Today’s post is an answer to a question I took a few weeks ago:
How to organize archives/categories on WordPress for news site/blog that publishes a lot of articles, around 30-50 daily.
your site’s link equity will determine your crawling depth and crawling frequency
This is what people mean when they mention a flat site architecture or crawling path: you aren’t more than 4 clicks from any other post. You also want to make sure you have your robots.txt and robots meta tags configured properly to allow the spiders to crawl that path. If you are publishing a very high volume of posts/pages, you’re going to want to get as many links on the archive page as possible, without becoming excessive. Google recommends no more than 100 links per page. In reality that number is really affected by the trust and authority of your inbound links or your link equity.

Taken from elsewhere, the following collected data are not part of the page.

PR #661, opened 2022-12-28
Java optimizations

srimanachanta:
While reading through the Java code, here were some of the potential issues that I found or places to make optimizations. The main things that were done:
- Removed unused imports
- Added Final marker to some fields
- Removed redundant exit strategies (such as return at the end of a void method)
- Replace `var` with type where it was confusing to immediately interpret the type
- Organized lambdas
- Simplified if statements and remove redundant branches
- Removed redundant String conversion 
- Used String builders where long string concatenation was done
- Replaced some for loops with enhanced for-loops
- Replaced some switch statements with enhanced switch statements (Java 17)
- Removed unused fields and local variables
- Converted simple switch statements to if statements and vice versa
- Converted standard deviation calculation in `Calibrate3dPipe.java`. I tested this already.
- Removed unnecessary `List` typesetting

### DIFF
--- a/photon-core/src/main/java/org/photonvision/common/configuration/ConfigManager.java
+++ b/photon-core/src/main/java/org/photonvision/common/configuration/ConfigManager.java
@@ -56,7 +56,6 @@ public class ConfigManager {
     final File configDirectoryFile;
 
     private long saveRequestTimestamp = -1;
-    private Thread settingsSaveThread;
 
     public static ConfigManager getInstance() {
         if (INSTANCE == null) {
@@ -75,7 +74,6 @@ public class ConfigManager {
             logger.info("Copied settings successfully!");
         } catch (IOException e) {
             logger.error("Exception copying uploaded settings!", e);
-            return;
         }
     }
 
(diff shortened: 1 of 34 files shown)


mdurrani808:
I'm not sure about merging something that hits so many files this close to the season, but it might be fine.

srimanachanta:
> I'm not sure about merging something that hits so many files this close to the season, but it might be fine.

It may be best to hold off on merging till everything is tested. Most of these changes shouldn't have any effect, but it is better not to risk it.

gerth2:
sweet. Yea I definitely appreciate the cleanup, it's needed. Let's at least wait till mid-season when we don't have multiple branches in parallel - I'm more worried about a non-trivial merge that messes something up than the changes here actually changing functionality.

mcm001:
The Java 17 stuff will also have to wait, we still target Java 11 language support iirc?

srimanachanta:
> The Java 17 stuff will also have to wait, we still target Java 11 language support iirc?

The Rio will still compile it, are we just targeting people who want to use a java 11 JDK on their machine?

If you aren’t familiar with the term link equity you should read this article by Eric Ward on link equity. Basically, your site’s link equity will determine your crawling depth and crawling frequency. The more links you have and the stronger those links are, the deeper the search engines will crawl and the more frequently they will re-crawl it. This is a difficult problem for new websites: they need to add content, but if they add too much too soon, it won’t get crawled. So new sites need to balance content creation with link building.
Some other tools you can use to help flatten out a website and increase crawling depth are breadcrumbs. Joost De Valk makes an excellent breadcrumb plugin for WordPress websites. A related posts plugin that changes the related posts at the end of each post will also help. I like yet another related posts plugin. Also make sure you are generating an HTML sitemap I like the dagon sitemap generator.
So, to wrap things up, here’s what you want to do:
- Provide one or more short crawling paths for spiders. Try to keep the path as short as possible because anything beyond 5 levels is a problem.
- Make sure your robots.txt and robots meta tags don’t accidentally block the crawling path.
- Provide alternate crawling paths or access to the website content with breadcrumbs, related posts, and sitemaps.
- Try to minimize maintenance and make sure all or as many of these solutions as possible update automatically.